Sunk cost in the AI era: John and Eric define the bias, share candid stories, and show how identity, tech debt, and market shifts demand pivots, reality checks and the freedom of starting over.
John and Eric unpack the sunk cost fallacy through personal stories, clean definitions, and why it intensifies in fast-moving AI and software. They contrast stubbornness-as-craft with market reality, show how identity and ego can cloud pivots, and offer practical checks: external feedback, tighter problem framing, and willingness to start over.
Name the bias: Prior investment should not drive future investment. Always optimize for present and future ROI, not the past.
Identity check: Notice when a project becomes “part of me,” because that’s when impartial judgment collapses.

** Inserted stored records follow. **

Issue #250, opened 2015-11-04
More scope filtering bugs


prioux:
Something similar to bug #249 , when trying to filter the task index table by server:

<pre>
Internal error: Exception Caught; Exception: ActiveRecord::ConfigurationError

Use outside calibration: Ask trusted, domain-relevant peers to sanity-check your assumptions.
Accept utilitarian wins: AI-produced code may be inelegant, yet commercially superior. Tests and agents will raise quality anyway, so it’s time to accept the future of software development.

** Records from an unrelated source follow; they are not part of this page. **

PR #261, opened 2015-11-11
Tentative mechanism to allow PSOM/Niak to submit worker tasks to CBRAIN.

glatard:
This is a tentative mechanism to allow PSOM/Niak to submit worker tasks to CBRAIN. Please comment if you think it should be implemented differently.


Bourreau/app/models/bourreau_worker.rb
```diff
@@ -276,6 +279,13 @@ def process_task(task) # when entering this methods task is a partial object, wi
 
       worker_log.debug "Updated #{task.bname_tid} to state #{new_status}"
 
+      # Mechanism for tasks to submit other tasks: tasks that were not in a status 
+      # in COMPLETED_STATUS or FAILED_STATUS at the previous iteration may submit new
+      # tasks provided that they have the can_submit_new_tasks
+      # property.
+      handle_tasks_submitted_by(task) if task.class.properties[:can_submit_new_tasks] &&
+                                         !(CbrainTask::COMPLETED_STATUS.include?(task.status) || CbrainTask::FAILED_STATUS.include?(task.status))
```
prioux: Not sure about the two sets of states here... can we do a check in the opposite direction (e.g. if state is among a precise set of states?)

Bourreau/app/models/bourreau_worker.rb
```diff
@@ -536,4 +546,120 @@ def check_for_tasks_stuck_in_ruby
...
+    new_task.params = Hash.new
+    new_task_hash["parameters"].each do |param|
+      new_task.params[param[0].to_sym] = param[1]
+    end
+
+    # Sets other task attributes
+    # In the future, we could allow to register results to another data provider
+    # or to submit the task to another bourreau. This would require to carefully
+    # check permissions of current_task.user
+    new_task.description              = new_task_hash["description"]
```
prioux: What happens if some fields are not set? e.g. no description? Is NIL acceptable in the task model? just checking.

Bourreau/app/models/bourreau_worker.rb
```diff
@@ -536,4 +546,120 @@ def check_for_tasks_stuck_in_ruby
...
+  # * current_task: The current task from which the new task is submitted.
+  #                 Used to set the user, bourreau id and results data provider id
+  #                 for the new task.
+  # 
+  def submit_task_from_string json_string,current_task
+
+    # Parses JSON string and checks format
+    validate_json_string(json_string) # Raises an exception if string is not valid
+    new_task_hash = JSON.parse(json_string)
+    worker_log.info("Submitting task #{new_task_hash}")
```
prioux: you're serializing the entire new_task_hash in the worker_log message?

Bourreau/app/models/bourreau_worker.rb
```diff
@@ -536,4 +546,120 @@ def check_for_tasks_stuck_in_ruby
...
+    
+    # Creates task
+    task_class_name = new_task_hash["tool-class"]
+    new_task        = CbrainTask.const_get(task_class_name).new # Raises an exception if tool class is not found
```
prioux: Not strict enough, you can do

```ruby
CbrainTask.const_get('Kernel')
```
and get any class completely outside the CbrainTask:: namespace ...

Bourreau/app/models/bourreau_worker.rb
```diff
@@ -536,4 +546,120 @@ def check_for_tasks_stuck_in_ruby
...
+    tool_config_id          = new_task_hash["tool-config-id"]
+    if tool_config_id.blank?
+      # Sets tool config as the first one we find for class task_class_name
+      tool        = Tool.where(:cbrain_task_class => "#{task_class_name}").first
+      tool_config = accessible_tool_configs.where(:tool_id => tool.id).first
+    else
+      tool_config = accessible_tool_configs.find(tool_config_id)
+    end
+    raise "Cannot find accessible tool config for class #{task_class_name}" if tool_config.blank?
+    new_task.tool_config = tool_config
```
prioux: I'd make sure the ToolConfig object is a proper one for new_task ?

Bourreau/app/models/bourreau_worker.rb
```diff
@@ -536,4 +546,120 @@ def check_for_tasks_stuck_in_ruby
...
+
+    # Sets task parameters
+    new_task.params = Hash.new
+    new_task_hash["parameters"].each do |param|
```
prioux: Would that support arbitrary complex params (like arrays of hash of arrays of numbers etc) which are normally supported in a CbrainTask? Or are we limited to just one level of key-value ?

Bourreau/app/models/bourreau_worker.rb
glatard: I think this is the best way to check: we want to make sure that all the statuses are checked except the terminal ones. We may check one or two statuses that shouldn't be (e.g. standby) but I feel it's better than possibly forgetting statuses that should be checked.

Bourreau/app/models/bourreau_worker.rb
glatard: Added a default value for description. If tool-class or parameters are not defined, then method validate_json_string will throw an exception.

Bourreau/app/models/bourreau_worker.rb
glatard: Changed this to print only the tool class.

Bourreau/app/models/bourreau_worker.rb
glatard: Fixed.

Bourreau/app/models/bourreau_worker.rb
glatard: Fixed now.

Bourreau/app/models/bourreau_worker.rb
glatard: A value that is a JSON object will be parsed as a hash. However, I'm not sure it will correctly work because the resulting hash will look like {"foo"=>"bar", "plop"=>"coin"} while a CBRAIN task would rather use symbols instead of strings {:foo => "bar", :plop => "coin"}. At the first key-value level, strings are converted to symbols in method submit_task_from_string: this may have to be improved to cover multiple levels of key-value pairs.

Freedom is willingness to start over: If you can let go of valuable things and start from zero, you won’t run the risk of getting bogged down by sunk costs.
Sunk cost fallacy is defined as the bias of using prior investment (time, money, effort) to justify continued investment, even when it impairs present decision-making.

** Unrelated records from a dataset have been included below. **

PR #270, opened 2015-12-09
In ScirPbs, added username to qstat command-line

glatard:


prioux:
For other classes:

scir_sge :   "qstat -xml -u USERNAME"
scir_moab : "showq --xml -u USERNAME"
scir_unix :    remove the "a" option everywhere:   "ps x -o pid,uid,state"

BrainPortal/lib/scir_unix.rb
```diff
@@ -35,11 +35,11 @@ def update_job_info_cache #:nodoc:
...
       ps_command = case CBRAIN::System_Uname
         when /Linux/i
-          "ps ax -o pid,uid,state"
+          "ps x -o pid,uid,state"
         when /Solaris/i
-          "ps ax -o pid,uid,state"  # not tested
+          "ps x -o pid,uid,state"  # not tested
         else
-          "ps ax -o pid,uid,state"  # not tested
+          "ps x -o pid,uid,state"  # not tested
```
glatard: Pierre, the ps command line for Linux, Solaris and other systems is identical. Shall we remove the case statement and keep only 1 command line?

Thinking, Fast and Slow, written by Daniel Kahneman, is referenced for its System 1 / System 2 lens to explain why sunk cost can feel emotional and irrational.
Steam-powered boats and the Morse code/telegraph are cited as cases where stubborn persistence eventually met enabling tech, highlighting survivorship bias.
The "rich young ruler" story from Matthew 19 in the Bible is used to illustrate identity attachment and how letting go of things core to oneself can be the real barrier to change.
Elon Musk, via Walter Isaacson's biography, is referenced as an anti–sunk-cost archetype, repeatedly risking everything and switching when needed.
Benn Stancil's framing (LLMs read fast and summarize "roughly") is echoed to explain why AI coding feels transformative: machines don't slow down on code reading/writing.